Please return the entries, omitting and altering nothing.

+ + + + + + +

PR #13, opened 2016-07-22
Fix archiver crashing on erts path

### LINKED ISSUE #12: Consider adding runtime_tools to the generated config.exs applications
Runtime tools are important if anyone wants to use most of the awesome tooling erlang gives us for debugging running systems. With the `applications` configuration in releases I feel like we have a perfect place to define this - it doesn't really make sense for the application itself to depend on the `runtime_tools`. I think it would be reasonable to include the application by default.

It's relatively large with 296K, but I don't think it matters that much.

michalmuskala:
Closes #12 

Unfortunately, I didn't know how to add a proper test for this. I tested this with my app locally and it seemed to work correctly.


bitwalker:
Thanks!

+ + + + + + +

### Answer space
PR #13, opened 2016-07-22
Fix archiver crashing on erts path

### LINKED ISSUE #12: Consider adding runtime_tools to the generated config.exs applications
Runtime tools are important if anyone wants to use most of the awesome tooling erlang gives us for debugging running systems. With the `applications` configuration in releases I feel like we have a perfect place to define this - it doesn't really make sense for the application itself to depend on the `runtime_tools`. I think it would be reasonable to include the application by default.

It's relatively large with 296K, but I don't think it matters that much.

michalmuskala:
Closes #12 

Unfortunately, I didn't know how to add a proper test for this. I tested this with my app locally and it seemed to work correctly.


bitwalker:
Thanks!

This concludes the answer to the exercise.